Grizzled curls escape from a black band which hardly protects against the gusts. In the cold, a few hundred meters from the political heart of Washington, where the high gates guarded by the military still prevent access to the Capitol, the 56-year-old journalist recounts in a delicate phrasing her new life, marked by the Covid -19.

“The Floyd affair aroused an incredible feeling of sadness, of dismay. With my friends, we wondered: how can such things still happen? »Robin Givhan

Like most Washingtonians, Givhan has not returned to office for nearly a year; even less in a fashion show. In March, the pandemic put a stop to parades, travel and meetings. “My last stay in Europe dates back to March 6, 2020. I was in Paris for the fall collections. I then had to go to Rome for an article on the Valentino house. The interview ended on FaceTime ”, she remembers, still moved at the memory of her last Parisian evening at the Ritz bar.

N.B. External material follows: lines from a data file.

PR #2133, opened 2026-08-18
fnmatch internal: added escape character

Mher-DeLight:
Before this change, it was impossible to match `*` and `?` literally with `FNMatch`. For example, the pattern `i love the * character` would also match `i love the foo character`.
This change adds backslash (`\`) escaping: placing a backslash before a character causes that character to be matched literally and not interpreted according to its special meaning. For example, `i love the \* character` matches the literal `*` character, not any string. (Although, since backslashes themselves need to be escaped in C++ strings, this would be written as `i love the \\* character` in source code.)
Because this is a behavioral change to an internal function and not a public API change, I wasn't sure whether this change is significant enough to require its own separate issue, so I opened this PR directly. All tests pass.

### DIFF
--- a/absl/log/internal/fnmatch.cc
+++ b/absl/log/internal/fnmatch.cc
@@ -43,10 +43,21 @@ bool FNMatch(absl::string_view pattern, absl::string_view str) {
         pattern.remove_prefix(1);
         str.remove_prefix(1);
         break;
+      case '\\':
+        pattern.remove_prefix(1);
+        if (pattern.empty()) {
+          return !str.empty() && str.front() == '\\' && str.size() == 1;
+        }
+        if (pattern.front() != str.front()) {
+          return false;
+        }
+        str.remove_prefix(1);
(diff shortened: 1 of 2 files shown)


derekmauro (changes requested):
The problem addressed by this PR is purely theoretical. I've never seen a C++ project that decided to use `*` or `?` in a filename. Besides that, there are a few critical correctness issues with this implementation:

On Windows, file paths use `\` as directory separators.

`FNMatch("*\\*", "foo*")` returns false because `case '\\'` compares against `str.front()` directly rather than searching within `str` when `in_wildcard_match == true`.

`in_wildcard_match` is never reset to `false` in `case '\\'`, causing `FNMatch("*\\ab", "aXYZb")` to return true.

The condition `!str.empty() && str.front() == '\\' && str.size() == 1` causes patterns like `*\\` matching `foo\\` to fail.

I don't think we should proceed with this PR. Let me know if you disagree.

PR #2135, opened 2026-08-22
fix greedy star matching in log fnmatch

dxbjavid:
FNMatch backs the --vmodule module patterns, and after a '*' it bound the following literal run to its first occurrence in the module name and never backtracked. So a pattern like *_test failed to match a module whose stem is unit_test_test, and the requested verbosity was silently not applied; the matcher can only produce false negatives in this case, never spurious matches. This swaps the greedy single-find loop for the usual two-pointer glob match that remembers the position just after the most recent '*' and retries on a later mismatch, and adds a regression test covering recurring literal runs after a star.

### DIFF
--- a/absl/log/internal/fnmatch.cc
+++ b/absl/log/internal/fnmatch.cc
@@ -23,50 +23,38 @@ namespace absl {
 ABSL_NAMESPACE_BEGIN
 namespace log_internal {
 bool FNMatch(absl::string_view pattern, absl::string_view str) {
-  bool in_wildcard_match = false;
-  while (true) {
-    if (pattern.empty()) {
-      // `pattern` is exhausted; succeed if all of `str` was consumed matching
-      // it.
-      return in_wildcard_match || str.empty();
-    }
-    if (str.empty()) {
-      // `str` is exhausted; succeed if `pattern` is empty or all '*'s.
-      return pattern.find_first_not_of('*') == pattern.npos;
-    }
-    switch (pattern.front()) {
-      case '*':
-        pattern.remove_prefix(1);
-        in_wildcard_match = true;
-        break;
-      case '?':
-        pattern.remove_prefix(1);
-        str.remove_prefix(1);
-        break;
-      default:
-        if (in_wildcard_match) {
-          absl::string_view fixed_portion = pattern;
-          const size_t end = fixed_portion.find_first_of("*?");
-          if (end != fixed_portion.npos) {
-            fixed_portion = fixed_portion.substr(0, end);
-          }
-          const size_t match = str.find(fixed_portion);
-          if (match == str.npos) {
-            return false;
-          }
-          pattern.remove_prefix(fixed_portion.size());
-          str.remove_prefix(match + fixed_portion.size());
-          in_wildcard_match = false;
-        } else {
-          if (pattern.front() != str.front()) {
-            return false;
-          }
-          pattern.remove_prefix(1);
-          str.remove_prefix(1);
-        }
-        break;
+  // Two-pointer glob matcher: '?' matches exactly one character and '*' matches
+  // any run of characters (including the empty run). We remember the position
+  // just after the most recent '*' so that, on a later mismatch, that '*' can
+  // consume one more character of `str` and the match be retried. The previous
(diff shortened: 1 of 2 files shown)


absl/log/internal/fnmatch.cc
```diff
@@ -23,50 +23,38 @@ namespace absl {
...
-            return false;
-          }
-          pattern.remove_prefix(1);
-          str.remove_prefix(1);
-        }
-        break;
+  // Two-pointer glob matcher: '?' matches exactly one character and '*' matches
+  // any run of characters (including the empty run). We remember the position
+  // just after the most recent '*' so that, on a later mismatch, that '*' can
+  // consume one more character of `str` and the match be retried. The previous
```
derekmauro: I've noticed that AI seems to love to add comments about "the previous implementation".

In-code comments should describe the current state and behavior of the code for future readers, unless there is a warning about how future authors should avoid bugs. Explanations of what was broken, how the previous code behaved, and why the change was made belong in the commit message and PR description.

absl/log/internal/fnmatch.cc
```diff
@@ -23,50 +23,38 @@ namespace absl {
...
+  // never backtracked, so a run that recurs later (e.g. "*test" against
+  // "testtest") was reported as a non-match even though it matches.
+  size_t p = 0;  // Current position in `pattern`.
+  size_t s = 0;  // Current position in `str`.
+  // `pattern` position just after the most recent '*', and the `str` position
+  // when it was seen; `npos` until a '*' has been encountered.
+  size_t star_p = absl::string_view::npos;
+  size_t star_s = 0;
+  while (s < str.size()) {
+    if (p < pattern.size() && pattern[p] == '*') {
```
derekmauro, line 37: I think adding some comments to the if statements would make this easier to quickly understand:

```
bool FNMatch(absl::string_view pattern, absl::string_view str) {
  // Two-pointer glob matcher: '?' matches exactly one character and '*' matches                                                                                               
  // any run of characters (including the empty run). We remember the position                                                                                                 
  // just after the most recent '*' so that, on a later mismatch, that '*' can                                                                                                 
  // consume one more character of `str` and the match be retried.                                                                                                             
  size_t p = 0;  // Current position in `pattern`.                                                                                                                             
  size_t s = 0;  // Current position in `str`.                                                                                                                                 
  // `pattern` position just after the most recent '*', and the `str` position                                                                                                 
  // when it was seen; `npos` until a '*' has been encountered.                                                                                                                
  size_t star_p = absl::string_view::npos;
  size_t star_s = 0;
  while (s < str.size()) {
    if (p < pattern.size() && pattern[p] == '*') {
      // Found '*'. Record checkpoint after '*' and advance pattern index only.                                                                                                                  
      star_p = ++p;
      star_s = s;
    } else if (p < pattern.size() &&
               (pattern[p] == '?' || pattern[p] == str[s])) {
      // Literal character match or single-character wildcard '?'.  Advance both                                                                                               
      // pattern and string pointers.                                                                                                                                          
      ++p;
      ++s;
    } else if (star_p != absl::string_view::npos) {
      // Mismatch, but a preceding '*' exists. Backtrack: reset pattern to after                                                                                               
      // the '*', and let that '*' consume one more character.                                                                                                                 
      p = star_p;
      s = ++star_s;
    } else {
      // Mismatch and no preceding '*' exists to absorb it.                                                                                                                    
      return false;
    }
  }

  // `str` is exhausted; the remainder of `pattern` must be all '*'s.                                                                                                          
  while (p < pattern.size() && pattern[p] == '*') ++p;
  return p == pattern.size();
}
```

derekmauro (changes requested):

absl/log/internal/fnmatch.cc
dxbjavid: fair point, that history belongs in the description rather than the code. i have dropped the before/after part so the comment just describes what the matcher does now.

absl/log/internal/fnmatch.cc
dxbjavid: agreed, the per-branch comments make it much easier to follow. i have taken your annotated version pretty much as-is.

PR #2138, opened 2026-08-25
Exclude Windows-specific CCTZ source files in podspec

aslam9691:
## Summary
- This PR excludes Windows-specific CCTZ source files (`absl/time/internal/cctz/src/*_win.cc`) in the generated `abseil.podspec`.

## Description
- The CCTZ time zone library in Abseil contains platform-specific source files like `absl/time/internal/cctz/src/time_zone_name_win.cc` intended only for Windows builds. When consuming Abseil via CocoaPods on Apple platforms (iOS, macOS, tvOS, watchOS, visionOS), these Windows-specific files are unnecessary and cause build errors.

## End-to-End Build Test
- Tested integration with CocoaPods client project (`gRPC Sample` on iOS Simulator `arm64` and `x86_64`).
- `xcodebuild -project Pods.xcodeproj -target abseil` passed with **`** BUILD SUCCEEDED **`**.

### DIFF
--- a/absl/abseil.podspec.gen.py
+++ b/absl/abseil.podspec.gen.py
@@ -200,8 +200,6 @@ def write_podspec_rule(f, rule, depth):
       srcs)
   # Writes dependencies of this rule.
   for dep in sorted(rule.deps):
-    if not dep.startswith("//absl/"):
-      continue
     name = get_spec_name(dep.replace(":", "/"))
     f.write("{indent}{var}.dependency '{dep}'\n".format(
         indent=indent, var=spec_var, dep=name))
--- a/absl/abseil.podspec.gen.py
+++ b/absl/abseil.podspec.gen.py
@@ -49,6 +49,7 @@ Pod::Spec.new do |s|
   s.tvos.deployment_target = '12.0'
   s.watchos.deployment_target = '4.0'
   s.visionos.deployment_target = '1.0'
+  s.exclude_files = [ 'absl/time/internal/cctz/src/*_win.cc' ]
   s.subspec 'xcprivacy' do |ss|
     ss.resource_bundles = {
       ss.module_name => 'PrivacyInfo.xcprivacy',
@@ -189,12 +190,18 @@ def write_podspec_rule(f, rule, depth):
   # Since CocoaPods treats header_files a bit differently from bazel,
   # this won't generate a header_files field so that all source_files
   # are considered as header files.
-  srcs = sorted(set(rule.hdrs + rule.textual_hdrs + rule.srcs))
+  srcs = [
+      s
+      for s in sorted(set(rule.hdrs + rule.textual_hdrs + rule.srcs))
+      if not s.endswith("_win.cc")
+  ]
   write_indented_list(
       f, "{indent}{var}.source_files = ".format(indent=indent, var=spec_var),
       srcs)
   # Writes dependencies of this rule.
   for dep in sorted(rule.deps):
+    if not dep.startswith("//absl/"):
+      continue
     name = get_spec_name(dep.replace(":", "/"))
     f.write("{indent}{var}.dependency '{dep}'\n".format(
         indent=indent, var=spec_var, dep=name))


absl/abseil.podspec.gen.py
```diff
@@ -189,12 +190,18 @@ def write_podspec_rule(f, rule, depth):
...
+      s
+      for s in sorted(set(rule.hdrs + rule.textual_hdrs + rule.srcs))
+      if not s.endswith("_win.cc")
+  ]
   write_indented_list(
       f, "{indent}{var}.source_files = ".format(indent=indent, var=spec_var),
       srcs)
   # Writes dependencies of this rule.
   for dep in sorted(rule.deps):
+    if not dep.startswith("//absl/"):
```
derekmauro: This change looks unrelated to the problem being fixed. Can you explain it to me?

aslam9691: If a dependency with a different prefix was passed to get_spec_name, it would fail the assertion and throw an AssertionError. for the safety added this check.

derekmauro: Is that actually happening? Is that preferred to a silent error?

aslam9691: It's not happening right now, I just added it defensively for edge cases. I originally thought skipping it was safer than crashing the script, but if you prefer an explicit assertion failure to catch bad inputs early, I am happy to remove this check.

derekmauro: In general, "defensive programming" is for defending against things outside of your control. Here the assertion is a good thing. We are checking our own invariants. An error would be our fault, and it is best to stop immediately with a loud error.

It also also a good rule not to make unrelated changes like this one.

Please revert this part of the change.

aslam9691: My Bad

after removing podspec generation is failing with the following error.

  File "/Users/aslamansari/Desktop/g-workspace/abseil-cpp/absl/abseil.podspec.gen.py", line 250, in <module>
    main()
  File "/Users/aslamansari/Desktop/g-workspace/abseil-cpp/absl/abseil.podspec.gen.py", line 246, in main
    generate(args)
  File "/Users/aslamansari/Desktop/g-workspace/abseil-cpp/absl/abseil.podspec.gen.py", line 225, in generate
    write_podspec(f, rules, vars(args))
  File "/Users/aslamansari/Desktop/g-workspace/abseil-cpp/absl/abseil.podspec.gen.py", line 154, in write_podspec
    write_podspec_map(f, rule_dir, 0)
  File "/Users/aslamansari/Desktop/g-workspace/abseil-cpp/absl/abseil.podspec.gen.py", line 179, in write_podspec_map
    write_podspec_map(f, value, depth + 1)
  File "/Users/aslamansari/Desktop/g-workspace/abseil-cpp/absl/abseil.podspec.gen.py", line 181, in write_podspec_map
    write_podspec_rule(f, value, depth + 1)
  File "/Users/aslamansari/Desktop/g-workspace/abseil-cpp/absl/abseil.podspec.gen.py", line 203, in write_podspec_rule
    name = get_spec_name(dep.replace(":", "/"))
  File "/Users/aslamansari/Desktop/g-workspace/abseil-cpp/absl/abseil.podspec.gen.py", line 140, in get_spec_name
    assert label.startswith("//absl/"), "{} doesn't start with //absl/".format(
AssertionError: @do_not_use_for_gloop_visibility_only//gloop/base/fprint doesn't start with //absl/

derekmauro: This is why we don't suppress errors like this. That dependency is a mistake and should be removed. 

I also just noticed that you are a Googler. Googler's are required to send changes using the internal code process. You should have noticed this in the pull request template. https://github.com/abseil/abseil-cpp/blob/master/.github/PULL_REQUEST_TEMPLATE.md

The internal change to remove the dependency is cl/973833051. After that is submitted and you remove the check I will merge this, but in the future, please use the internal code review process.

aslam9691: I have removed the check in the latest commit. Understood regarding the internal code review process—I will make sure to use it for future changes. Thanks for the review and for handling the internal dependency removal.

PR #2826, opened 2025-08-06
Fix lockfile-maintenance

marcelstoer:
The `lockfile-maintenance` task has been broken for some time e.g. see https://app.circleci.com/pipelines/github/stoplightio/elements/10065/workflows/297cd28c-c660-4d1f-87be-5837984512fc/jobs/46146

Either the command needs to be updated or the script renamed.


darekplawecki (approved):
Thanks for fixing that!

PR #2832, opened 2025-09-24
Fix: Stop-4059 due to invalid/undefined code in response for charAt function -- Added validation check before passing code to charAt function

SB-ChetanKorde:
# Defect  Details

## Jira Ticket - https://smartbear.atlassian.net/browse/STOP-4059

The issue was observed as a JavaScript error in the console:
GenericReactErrorBoundaryError: Cannot read properties of undefined (reading 'charAt').
Upon code analysis, it was found that the Docs UI in the platform relies on the response.tsx file from the elements-core package. The root cause was that the codeToIntentVal function was receiving undefined instead of a valid string, leading to the charAt error. _(screenshot is added below for error reproduced)_

**Solution Explanation:**
A type and value check was added to the codeToIntentVal function to ensure it only operates on valid, non-empty strings. If the input code is invalid or empty, the function now returns 'default', preventing the charAt error and ensuring robust handling of unexpected values.

### Note -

A few weeks later, the American streets are set ablaze. The death of George Floyd, an African American who died below the knee of a white policeman in Minneapolis, once again propels issues of racial injustice and police violence to the heart of the debate. “The Floyd affair aroused an incredible feeling of sadness, of dismay. With my friends, we wondered: how can such things still happen? How do you accept that a significant part of the population doesn’t think it’s horrible? These are events that I experienced intensely ”, says the African-American journalist, visibly still shaken.